#### [ABOUT THIS EXERCISE]
Within the records that follow, count the lines containing the string "setFidesGlobal". Reply only with the count.

Stored data
▬▬▬▬▬▬
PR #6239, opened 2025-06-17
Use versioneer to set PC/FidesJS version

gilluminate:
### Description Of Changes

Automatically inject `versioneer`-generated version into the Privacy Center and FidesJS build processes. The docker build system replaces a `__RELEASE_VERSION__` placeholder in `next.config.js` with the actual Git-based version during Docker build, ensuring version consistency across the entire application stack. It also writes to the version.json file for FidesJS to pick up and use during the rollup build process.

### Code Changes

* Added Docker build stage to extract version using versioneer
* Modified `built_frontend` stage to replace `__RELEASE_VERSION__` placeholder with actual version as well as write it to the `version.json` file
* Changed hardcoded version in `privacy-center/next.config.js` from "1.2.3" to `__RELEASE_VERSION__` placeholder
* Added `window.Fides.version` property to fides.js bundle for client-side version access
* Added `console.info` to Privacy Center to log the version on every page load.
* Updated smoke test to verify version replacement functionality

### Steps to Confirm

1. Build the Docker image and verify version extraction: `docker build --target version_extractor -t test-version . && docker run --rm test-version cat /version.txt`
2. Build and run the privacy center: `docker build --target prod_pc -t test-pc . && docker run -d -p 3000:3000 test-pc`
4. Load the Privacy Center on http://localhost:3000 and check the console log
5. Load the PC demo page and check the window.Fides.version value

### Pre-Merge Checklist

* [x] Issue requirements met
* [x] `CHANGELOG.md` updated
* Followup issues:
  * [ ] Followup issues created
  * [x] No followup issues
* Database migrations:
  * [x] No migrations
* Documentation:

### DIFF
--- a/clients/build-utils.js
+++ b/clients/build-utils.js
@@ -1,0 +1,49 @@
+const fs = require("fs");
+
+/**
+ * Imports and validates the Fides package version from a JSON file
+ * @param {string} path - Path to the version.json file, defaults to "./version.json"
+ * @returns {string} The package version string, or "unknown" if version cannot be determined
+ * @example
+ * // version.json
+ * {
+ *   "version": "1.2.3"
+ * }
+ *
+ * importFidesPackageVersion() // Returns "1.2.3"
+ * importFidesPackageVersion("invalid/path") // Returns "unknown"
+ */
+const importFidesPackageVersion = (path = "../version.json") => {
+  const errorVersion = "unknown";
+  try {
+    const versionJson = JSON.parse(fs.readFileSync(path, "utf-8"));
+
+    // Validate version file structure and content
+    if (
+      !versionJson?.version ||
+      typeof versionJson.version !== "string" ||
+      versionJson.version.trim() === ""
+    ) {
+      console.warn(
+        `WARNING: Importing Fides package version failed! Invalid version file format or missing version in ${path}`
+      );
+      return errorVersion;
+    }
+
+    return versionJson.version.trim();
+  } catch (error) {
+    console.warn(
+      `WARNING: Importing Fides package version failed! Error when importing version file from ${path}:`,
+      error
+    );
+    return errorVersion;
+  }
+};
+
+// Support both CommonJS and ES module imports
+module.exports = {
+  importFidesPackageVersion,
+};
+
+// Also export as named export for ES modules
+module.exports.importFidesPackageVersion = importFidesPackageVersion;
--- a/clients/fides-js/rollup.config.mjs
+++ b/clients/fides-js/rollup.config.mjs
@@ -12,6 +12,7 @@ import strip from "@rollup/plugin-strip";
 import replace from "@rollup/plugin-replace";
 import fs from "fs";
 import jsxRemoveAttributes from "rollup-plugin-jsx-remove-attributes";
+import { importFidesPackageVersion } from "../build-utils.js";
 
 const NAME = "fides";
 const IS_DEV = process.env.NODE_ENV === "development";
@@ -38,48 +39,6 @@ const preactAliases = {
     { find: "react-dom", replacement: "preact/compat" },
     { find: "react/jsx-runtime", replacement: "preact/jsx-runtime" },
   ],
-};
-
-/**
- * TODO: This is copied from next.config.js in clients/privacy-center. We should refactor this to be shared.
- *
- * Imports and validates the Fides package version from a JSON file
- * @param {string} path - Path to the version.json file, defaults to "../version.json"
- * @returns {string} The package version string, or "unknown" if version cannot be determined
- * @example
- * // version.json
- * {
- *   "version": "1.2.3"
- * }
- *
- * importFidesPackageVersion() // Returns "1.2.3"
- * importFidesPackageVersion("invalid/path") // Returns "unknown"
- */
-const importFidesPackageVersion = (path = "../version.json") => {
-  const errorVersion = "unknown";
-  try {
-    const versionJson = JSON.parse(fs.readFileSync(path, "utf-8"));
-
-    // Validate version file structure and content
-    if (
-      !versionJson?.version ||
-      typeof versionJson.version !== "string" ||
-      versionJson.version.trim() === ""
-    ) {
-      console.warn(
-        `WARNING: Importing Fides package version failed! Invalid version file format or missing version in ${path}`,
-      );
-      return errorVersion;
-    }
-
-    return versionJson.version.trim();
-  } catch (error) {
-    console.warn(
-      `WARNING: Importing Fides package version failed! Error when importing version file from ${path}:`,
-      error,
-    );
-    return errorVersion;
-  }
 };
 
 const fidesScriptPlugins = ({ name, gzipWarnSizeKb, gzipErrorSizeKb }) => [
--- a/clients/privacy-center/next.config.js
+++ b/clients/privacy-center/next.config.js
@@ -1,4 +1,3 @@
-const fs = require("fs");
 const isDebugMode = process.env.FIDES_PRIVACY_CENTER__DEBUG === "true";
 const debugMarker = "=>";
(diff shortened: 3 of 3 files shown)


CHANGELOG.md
▬▬▬▬▬▬
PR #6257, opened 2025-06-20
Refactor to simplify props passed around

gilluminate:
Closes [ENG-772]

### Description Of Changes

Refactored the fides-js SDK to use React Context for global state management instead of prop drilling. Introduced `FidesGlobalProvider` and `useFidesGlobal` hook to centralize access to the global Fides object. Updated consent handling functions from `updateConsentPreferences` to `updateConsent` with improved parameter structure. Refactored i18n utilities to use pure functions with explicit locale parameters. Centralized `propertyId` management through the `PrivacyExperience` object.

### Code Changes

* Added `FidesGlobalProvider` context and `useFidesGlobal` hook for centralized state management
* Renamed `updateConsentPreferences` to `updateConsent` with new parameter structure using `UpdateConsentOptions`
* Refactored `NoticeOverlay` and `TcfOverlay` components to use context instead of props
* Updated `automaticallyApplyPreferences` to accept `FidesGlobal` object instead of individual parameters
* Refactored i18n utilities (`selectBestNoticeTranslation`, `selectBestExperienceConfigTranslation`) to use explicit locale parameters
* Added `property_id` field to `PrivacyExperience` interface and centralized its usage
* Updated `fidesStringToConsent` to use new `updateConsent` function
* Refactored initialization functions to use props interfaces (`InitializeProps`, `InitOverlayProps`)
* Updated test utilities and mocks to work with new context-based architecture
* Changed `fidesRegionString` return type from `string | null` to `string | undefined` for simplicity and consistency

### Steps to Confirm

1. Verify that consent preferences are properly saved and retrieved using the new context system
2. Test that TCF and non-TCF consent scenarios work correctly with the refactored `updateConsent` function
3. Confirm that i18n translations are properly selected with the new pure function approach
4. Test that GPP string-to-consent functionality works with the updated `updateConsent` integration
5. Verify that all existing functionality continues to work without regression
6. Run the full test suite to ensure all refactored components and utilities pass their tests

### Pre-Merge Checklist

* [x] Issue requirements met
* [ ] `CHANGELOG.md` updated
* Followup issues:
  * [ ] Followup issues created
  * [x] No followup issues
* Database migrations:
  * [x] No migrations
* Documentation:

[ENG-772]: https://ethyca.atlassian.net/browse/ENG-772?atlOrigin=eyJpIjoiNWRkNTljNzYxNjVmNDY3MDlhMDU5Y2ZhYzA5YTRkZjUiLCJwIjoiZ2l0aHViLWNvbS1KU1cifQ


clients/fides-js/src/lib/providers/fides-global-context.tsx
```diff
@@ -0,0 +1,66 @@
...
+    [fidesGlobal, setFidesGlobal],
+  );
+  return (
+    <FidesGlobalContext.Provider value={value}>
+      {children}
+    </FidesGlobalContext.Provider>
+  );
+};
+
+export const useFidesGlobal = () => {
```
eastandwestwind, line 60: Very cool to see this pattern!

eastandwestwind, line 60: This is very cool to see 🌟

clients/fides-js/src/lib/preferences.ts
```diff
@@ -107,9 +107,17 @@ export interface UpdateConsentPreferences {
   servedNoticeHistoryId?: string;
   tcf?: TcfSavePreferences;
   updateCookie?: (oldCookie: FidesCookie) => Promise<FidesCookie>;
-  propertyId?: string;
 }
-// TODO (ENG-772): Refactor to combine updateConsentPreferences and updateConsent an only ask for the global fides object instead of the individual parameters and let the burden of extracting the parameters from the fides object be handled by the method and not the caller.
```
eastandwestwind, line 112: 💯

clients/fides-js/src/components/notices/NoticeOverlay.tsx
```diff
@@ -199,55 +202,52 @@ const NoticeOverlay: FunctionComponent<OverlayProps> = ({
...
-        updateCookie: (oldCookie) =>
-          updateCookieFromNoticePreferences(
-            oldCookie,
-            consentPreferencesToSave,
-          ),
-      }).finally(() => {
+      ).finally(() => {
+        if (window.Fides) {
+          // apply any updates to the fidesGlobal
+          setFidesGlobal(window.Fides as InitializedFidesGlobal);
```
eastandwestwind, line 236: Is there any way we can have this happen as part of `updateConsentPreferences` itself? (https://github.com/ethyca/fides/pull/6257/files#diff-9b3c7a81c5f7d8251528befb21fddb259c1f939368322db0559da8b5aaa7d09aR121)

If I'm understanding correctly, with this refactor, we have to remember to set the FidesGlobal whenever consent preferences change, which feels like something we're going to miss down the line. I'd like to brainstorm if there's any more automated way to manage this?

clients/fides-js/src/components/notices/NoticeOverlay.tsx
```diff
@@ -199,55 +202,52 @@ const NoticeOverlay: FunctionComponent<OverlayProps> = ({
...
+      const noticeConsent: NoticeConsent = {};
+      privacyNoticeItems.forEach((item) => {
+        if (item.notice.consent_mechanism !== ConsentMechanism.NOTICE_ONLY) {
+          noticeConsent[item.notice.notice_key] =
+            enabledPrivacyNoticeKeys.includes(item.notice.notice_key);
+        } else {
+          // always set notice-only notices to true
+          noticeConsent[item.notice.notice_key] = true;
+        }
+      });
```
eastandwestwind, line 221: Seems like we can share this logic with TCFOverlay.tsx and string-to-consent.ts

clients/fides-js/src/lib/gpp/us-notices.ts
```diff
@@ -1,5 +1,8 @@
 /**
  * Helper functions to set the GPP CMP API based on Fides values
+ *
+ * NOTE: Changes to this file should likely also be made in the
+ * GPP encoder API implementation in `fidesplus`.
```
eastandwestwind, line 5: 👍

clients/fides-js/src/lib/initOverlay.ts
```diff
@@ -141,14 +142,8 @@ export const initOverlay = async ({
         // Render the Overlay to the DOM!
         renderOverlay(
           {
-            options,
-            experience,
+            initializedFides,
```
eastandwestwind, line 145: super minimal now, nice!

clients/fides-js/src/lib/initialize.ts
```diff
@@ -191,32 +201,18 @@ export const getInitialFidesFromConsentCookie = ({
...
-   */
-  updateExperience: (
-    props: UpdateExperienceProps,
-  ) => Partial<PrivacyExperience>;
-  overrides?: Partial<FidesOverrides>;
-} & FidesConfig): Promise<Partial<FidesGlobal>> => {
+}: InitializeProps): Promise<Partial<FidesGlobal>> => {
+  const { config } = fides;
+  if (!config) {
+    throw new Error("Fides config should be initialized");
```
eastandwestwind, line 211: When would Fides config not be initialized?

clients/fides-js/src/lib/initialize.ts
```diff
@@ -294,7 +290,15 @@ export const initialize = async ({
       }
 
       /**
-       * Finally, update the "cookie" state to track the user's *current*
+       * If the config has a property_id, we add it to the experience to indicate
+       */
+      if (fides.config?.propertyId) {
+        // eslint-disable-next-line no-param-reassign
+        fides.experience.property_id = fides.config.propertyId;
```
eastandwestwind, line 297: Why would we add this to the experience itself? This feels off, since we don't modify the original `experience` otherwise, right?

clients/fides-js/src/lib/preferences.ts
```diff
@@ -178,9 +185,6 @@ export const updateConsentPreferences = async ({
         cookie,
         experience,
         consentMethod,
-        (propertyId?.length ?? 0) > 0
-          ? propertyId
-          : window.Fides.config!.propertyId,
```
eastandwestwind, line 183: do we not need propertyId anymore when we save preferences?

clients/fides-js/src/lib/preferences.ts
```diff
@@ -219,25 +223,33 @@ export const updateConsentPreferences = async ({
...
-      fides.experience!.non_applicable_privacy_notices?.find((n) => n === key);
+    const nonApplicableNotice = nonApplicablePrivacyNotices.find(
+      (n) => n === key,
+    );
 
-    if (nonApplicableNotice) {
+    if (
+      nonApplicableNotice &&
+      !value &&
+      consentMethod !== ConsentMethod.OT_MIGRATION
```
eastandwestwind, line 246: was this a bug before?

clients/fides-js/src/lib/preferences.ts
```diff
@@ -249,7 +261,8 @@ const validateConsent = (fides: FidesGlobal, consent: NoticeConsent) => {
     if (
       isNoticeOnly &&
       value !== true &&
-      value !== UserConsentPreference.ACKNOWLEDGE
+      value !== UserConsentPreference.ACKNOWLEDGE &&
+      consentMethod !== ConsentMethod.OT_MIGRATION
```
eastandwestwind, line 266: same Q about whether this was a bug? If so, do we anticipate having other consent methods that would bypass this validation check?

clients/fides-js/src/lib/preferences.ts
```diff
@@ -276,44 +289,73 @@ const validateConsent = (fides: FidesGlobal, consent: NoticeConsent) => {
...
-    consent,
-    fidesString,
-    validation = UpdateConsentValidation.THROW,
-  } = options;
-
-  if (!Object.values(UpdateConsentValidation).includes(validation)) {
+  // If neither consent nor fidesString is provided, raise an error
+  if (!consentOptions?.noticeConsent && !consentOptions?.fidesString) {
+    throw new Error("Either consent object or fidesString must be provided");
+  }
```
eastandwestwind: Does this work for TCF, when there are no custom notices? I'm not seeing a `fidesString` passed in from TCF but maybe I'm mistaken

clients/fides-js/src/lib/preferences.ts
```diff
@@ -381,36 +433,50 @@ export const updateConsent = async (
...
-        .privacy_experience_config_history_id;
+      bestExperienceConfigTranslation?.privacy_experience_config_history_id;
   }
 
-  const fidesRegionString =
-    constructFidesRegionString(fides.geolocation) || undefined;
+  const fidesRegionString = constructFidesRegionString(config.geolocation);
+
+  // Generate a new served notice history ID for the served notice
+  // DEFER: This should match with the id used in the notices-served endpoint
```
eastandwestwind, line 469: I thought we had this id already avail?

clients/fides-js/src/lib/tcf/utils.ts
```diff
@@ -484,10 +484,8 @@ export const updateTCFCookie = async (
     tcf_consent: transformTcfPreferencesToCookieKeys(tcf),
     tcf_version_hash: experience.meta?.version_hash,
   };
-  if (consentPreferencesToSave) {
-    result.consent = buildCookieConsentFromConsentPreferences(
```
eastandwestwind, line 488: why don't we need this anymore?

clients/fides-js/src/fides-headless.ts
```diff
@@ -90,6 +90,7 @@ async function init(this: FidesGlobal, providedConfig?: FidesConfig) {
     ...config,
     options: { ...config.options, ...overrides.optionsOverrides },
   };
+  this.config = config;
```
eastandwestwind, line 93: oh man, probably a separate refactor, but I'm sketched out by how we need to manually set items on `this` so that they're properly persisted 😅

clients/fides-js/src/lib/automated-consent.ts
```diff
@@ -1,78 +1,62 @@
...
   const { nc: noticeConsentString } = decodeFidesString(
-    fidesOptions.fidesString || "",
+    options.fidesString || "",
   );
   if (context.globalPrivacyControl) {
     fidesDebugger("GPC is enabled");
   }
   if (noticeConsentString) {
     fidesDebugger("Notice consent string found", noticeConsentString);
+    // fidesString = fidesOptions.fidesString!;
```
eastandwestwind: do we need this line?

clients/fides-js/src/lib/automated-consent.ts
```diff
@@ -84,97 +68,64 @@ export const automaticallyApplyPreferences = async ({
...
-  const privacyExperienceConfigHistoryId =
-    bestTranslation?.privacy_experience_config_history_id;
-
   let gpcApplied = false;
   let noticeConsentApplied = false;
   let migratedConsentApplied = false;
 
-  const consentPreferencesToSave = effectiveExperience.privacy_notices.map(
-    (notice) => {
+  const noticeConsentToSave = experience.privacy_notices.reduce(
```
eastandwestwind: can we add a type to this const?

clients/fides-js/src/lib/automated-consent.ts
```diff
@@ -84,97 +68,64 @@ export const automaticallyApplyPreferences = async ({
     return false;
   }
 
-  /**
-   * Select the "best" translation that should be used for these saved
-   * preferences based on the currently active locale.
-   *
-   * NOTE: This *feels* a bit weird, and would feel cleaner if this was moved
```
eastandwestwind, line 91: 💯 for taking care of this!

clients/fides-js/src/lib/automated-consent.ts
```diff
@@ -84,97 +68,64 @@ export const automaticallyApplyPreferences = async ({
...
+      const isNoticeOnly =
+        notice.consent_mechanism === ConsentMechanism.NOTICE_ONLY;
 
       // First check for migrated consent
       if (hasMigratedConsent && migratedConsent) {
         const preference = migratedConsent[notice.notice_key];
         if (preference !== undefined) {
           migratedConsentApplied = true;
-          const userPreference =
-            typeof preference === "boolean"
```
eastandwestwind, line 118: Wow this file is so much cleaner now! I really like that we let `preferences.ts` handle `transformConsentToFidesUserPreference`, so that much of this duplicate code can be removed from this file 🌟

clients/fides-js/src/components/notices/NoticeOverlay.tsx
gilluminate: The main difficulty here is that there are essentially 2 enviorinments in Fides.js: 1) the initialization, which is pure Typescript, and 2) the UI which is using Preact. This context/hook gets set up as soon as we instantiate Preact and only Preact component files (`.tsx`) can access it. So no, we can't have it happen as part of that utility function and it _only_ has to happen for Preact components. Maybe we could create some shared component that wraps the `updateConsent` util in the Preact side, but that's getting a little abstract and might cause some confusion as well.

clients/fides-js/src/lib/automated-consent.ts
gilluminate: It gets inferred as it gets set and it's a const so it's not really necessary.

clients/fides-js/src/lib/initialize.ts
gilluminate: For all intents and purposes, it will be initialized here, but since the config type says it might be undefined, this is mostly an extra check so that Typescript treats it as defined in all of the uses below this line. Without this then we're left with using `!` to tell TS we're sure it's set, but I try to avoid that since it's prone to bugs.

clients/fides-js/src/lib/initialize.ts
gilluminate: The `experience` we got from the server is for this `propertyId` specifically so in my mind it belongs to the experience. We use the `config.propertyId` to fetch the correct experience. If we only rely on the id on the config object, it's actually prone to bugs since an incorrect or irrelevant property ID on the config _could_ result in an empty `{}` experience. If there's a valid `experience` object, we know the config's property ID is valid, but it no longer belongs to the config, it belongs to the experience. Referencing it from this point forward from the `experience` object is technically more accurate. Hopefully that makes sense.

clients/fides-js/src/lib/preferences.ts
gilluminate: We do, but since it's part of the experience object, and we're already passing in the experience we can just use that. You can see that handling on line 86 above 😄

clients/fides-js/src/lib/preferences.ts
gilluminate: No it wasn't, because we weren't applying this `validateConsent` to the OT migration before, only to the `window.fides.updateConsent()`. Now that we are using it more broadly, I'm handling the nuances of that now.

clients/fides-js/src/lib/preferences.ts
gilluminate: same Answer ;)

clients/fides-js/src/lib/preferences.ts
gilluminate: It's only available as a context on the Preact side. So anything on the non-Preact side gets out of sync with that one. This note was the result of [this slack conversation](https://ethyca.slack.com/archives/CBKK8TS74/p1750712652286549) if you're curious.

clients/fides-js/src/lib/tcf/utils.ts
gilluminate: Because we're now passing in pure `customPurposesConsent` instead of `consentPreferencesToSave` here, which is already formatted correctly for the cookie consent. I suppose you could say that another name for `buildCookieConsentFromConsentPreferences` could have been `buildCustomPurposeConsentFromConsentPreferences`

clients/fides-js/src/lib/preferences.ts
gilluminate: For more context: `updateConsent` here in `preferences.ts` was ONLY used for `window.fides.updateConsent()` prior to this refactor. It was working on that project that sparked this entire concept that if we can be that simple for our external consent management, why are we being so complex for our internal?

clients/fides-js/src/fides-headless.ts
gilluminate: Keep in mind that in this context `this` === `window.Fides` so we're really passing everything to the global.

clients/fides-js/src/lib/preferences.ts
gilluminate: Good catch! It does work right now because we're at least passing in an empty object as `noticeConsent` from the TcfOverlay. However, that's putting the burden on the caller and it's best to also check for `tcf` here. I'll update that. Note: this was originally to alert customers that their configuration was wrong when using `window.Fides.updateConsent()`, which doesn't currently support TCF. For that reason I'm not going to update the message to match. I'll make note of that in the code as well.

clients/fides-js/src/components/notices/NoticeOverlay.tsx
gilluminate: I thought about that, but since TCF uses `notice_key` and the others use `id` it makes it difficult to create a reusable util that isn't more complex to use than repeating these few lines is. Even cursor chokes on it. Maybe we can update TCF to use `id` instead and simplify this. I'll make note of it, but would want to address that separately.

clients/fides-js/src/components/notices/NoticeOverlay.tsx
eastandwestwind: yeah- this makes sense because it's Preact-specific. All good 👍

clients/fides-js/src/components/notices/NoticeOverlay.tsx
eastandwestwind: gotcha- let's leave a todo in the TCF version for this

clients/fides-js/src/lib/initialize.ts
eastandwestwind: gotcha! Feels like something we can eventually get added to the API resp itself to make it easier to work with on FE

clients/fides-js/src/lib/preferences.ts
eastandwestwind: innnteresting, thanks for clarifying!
▬▬▬▬▬▬
#### [WRITTEN RESPONSE]
2